# klein cable cutter, junk



## davidsunnz (Sep 8, 2013)

2 month ago I bought klein cable cutter J 63050, just used a few times, got a little chip on the blade, I complained about it, they replaced it for me for free.
then last week I used it cutter 25mm2 copper wire, the blade got a few chips.
I complained again, they promise to replace again, also klein USA want a sample of the wire that I cut, I sent a sample to them.

it's a normal copper wire that is popularly used in new zealand, 25mm2, just little solid.
my foreman used his cutter ( "hero", a Japanese brand, very cheap) to cut the same wire, nothing happened.

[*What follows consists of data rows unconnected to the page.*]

PR #1760, opened 2024-12-19
1739 rename tbbshortname to tcshortname

MuhannedNoman:
If you think this is ready to be merged, I can take out the duolingo migration and rearrange numbers.


camerojo (approved):
Looks good Mohanned!

PR #1155, opened 2025-02-04
Fixed 2 bugs in Kernel/platform/platform-trs80/trs80load.s

GmEsoft:
Fixed 2 bugs in `Kernel/platform/platform-trs80/trs80load.s`:
- Wait state generation not active during kernel loading from floppy;
- One missing byte at the end (255 bytes instead of 256).

Tested with trs80gp and on real hardware Model 4p AZERTY with FreHD.


EtchedPixels:
Thanks a lot. My model 4 has alas been in storage for a long time

PR #1158, opened 2025-02-06
Library/libs/sprintf.c: don't write nul if size == 0

six809:
In snprintf() and vsnprintf().

Allows use of *snprintf(NULL, 0, ...) without segfault.

### DIFF
--- a/Library/libs/sprintf.c
+++ b/Library/libs/sprintf.c
@@ -64,7 +64,8 @@ int snprintf(char *sp, size_t size, const char *fmt, ...)
 	string->bufpos = (unsigned char *) sp;
 	rv = _vfnprintf(string, size, fmt, ptr);
 	va_end(ptr);
-	*(string->bufpos) = 0;
+	if (size != 0)
+		*(string->bufpos) = 0;
 
 	string->bufpos = p;
 	return rv;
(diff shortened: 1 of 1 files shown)


EtchedPixels:
Think it's a shade more complicated to fix properly. Will have a look when I have a bit of time.

EtchedPixels:
Think it should if (size < rv) so that it does the right thing for overrunning strings too ?

six809:
EtchedPixels wrote:
> Think it should if (rv < size) so that it does the right thing for
> overrunning strings too ?

I think I tested and the normal case worked ok - as if bufpos was
left pointing at the last character, not the one after by the file io.
But absolutely make sure I'm not hallucinating memories like some sort
of crazed AI.

..ciaran

six809:
EtchedPixels wrote:
> will take a look in detail - also if bufpos is ending up stuck on the last
> char whether the length return is right in that case and stuff..

Ah no you're absolutely right - and I was hallucinating (or really was
fixated on the NULL case I wanted to work).  Yes, more required.

..ciaran

EtchedPixels:
Think we need to check size == 0 at the start of the snprintf routines, and pass size - 1 down for the other cases

commit 6b8aca75c989283a6c82c7ea74338473d0cac25d

PR #1160, opened 2025-02-07
Applications/util/less.c: This now uses tgetstr() properly.

DoctorWkt:


DoctorWkt:
I'm not sure why it's failing on the 6502 side. I'm also no sure why the other termcap programs like `tget` are not being built on the 6502 side, given that `Makefile.6502` includes `Makefile.common`.

EtchedPixels:
You were including curses.h which mean the termcap functions weren't prototyped - cc65 doesn't like that as it needs correct prototypes to get the calling right. Changed the #include and all seems good

PR #1161, opened 2025-02-09
Applications/s: Another vi-like editor.

DoctorWkt:
This is a vi-like editor, with yank and search functionality. It also has working o,O commands, which vile doesn't have. The Makefiles are set up for 68000 and Linux only to start with, but I'm sure it will work on several other platforms.


DoctorWkt:
P.S I just noticed that the escape sequences are built into screen.c. Can I do the Makefile trick as per levee and make s-ansi and s-vt52?

EtchedPixels:
Nak to this. It's pulled from code in Webb Miller's book. Prentice Hall appear to own the original rights and it's not at all clear in anything I have seen that this has changed or that it's actually legitimately public domain/CC0.

If you've got or found anything from Prentice Hall or Webb Miller to the contrary I'd love to know as we could then boot vile out in favour of s which would make me happy.

DoctorWkt:
Got it. I should have considered that earlier. I might look at Elvis, Stevie and heirloom vi next :-)

EtchedPixels:
Hacked the sizes up a little bit but it's too big for 8bit really.

PR #1163, opened 2025-03-08
init: askfirst

veremenko-y:
Adds `askfirst` action to the init process.

Rationale is to allow to define multiple ttys without forking the process and using memory. Especially on the systems where sharing code segment is not possible.

For `askfirst` items the following rules apply: 

`NN:level:askfirst:command`

Where `NN` - is a tty number init is going to way for action "Please press Enter".

Init will open `/dev/ttyNN` in pid 1 with `O_NONBLOCK` and set alarm for 1 second, periodically checking if there's a character and whether it's `\n`.
Once `\n` character is received, init closes the tty and spawns the process from the `command` field. When killed it returns to polling tty in pid 1.


EtchedPixels:
That will be hideous on systems that swap init out (quite a lot of them).

The way System 5 sort of solved this was on systems where select (or rather poll() in their case) was added they had a single daemon that did a poll for all the pending tty ports and then ran the getty.
For 32bit machines finishing up select() support for ttys and doing this either with or in init sounds like a better option.

veremenko-y:
Good points. I haven't really gave a thought about init not being swapped out. I wanted to check if this idea works, and it did. But I missed that.

Please close if you don't see any value in it. I might play with tty select.

veremenko-y:
Closing due to the good feedback about swapping.

PR #1170, opened 2025-04-05
Library/libs/crt0_6809_rel.s: fix stashing argv[] as __argv

six809:
Showed up running "calendar".


six809:
The same code is in Library/libs/crt0_6809.s; it probably needs attention there too.

PR #1174, opened 2025-04-21
Kernel/mm/bank16k.c: add new pages below existing common

six809:
Otherwise it loses pages.

Only really visible if you start playing with chmem.


EtchedPixels:
Fun - introduced ironically while rewriting the code to stop gcc miscompiling it. Sooner we can go gcc free the better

anyone can give me some ideas?


----------



## Roger123 (Sep 23, 2007)

I have a pair of them and they also chipped real fast. For now the only thing I use them for is to ring the insulation of larger conductors.


----------



## Wirenuting (Sep 12, 2010)

I have the 63060 cutters and they have worked fine the last 5 years. I just don't beat them by cutting quickly.


----------



## DIYer4Life (Nov 11, 2013)

I've had those for about 10 years, the blades still look pretty good. A little deformed, but not chipped.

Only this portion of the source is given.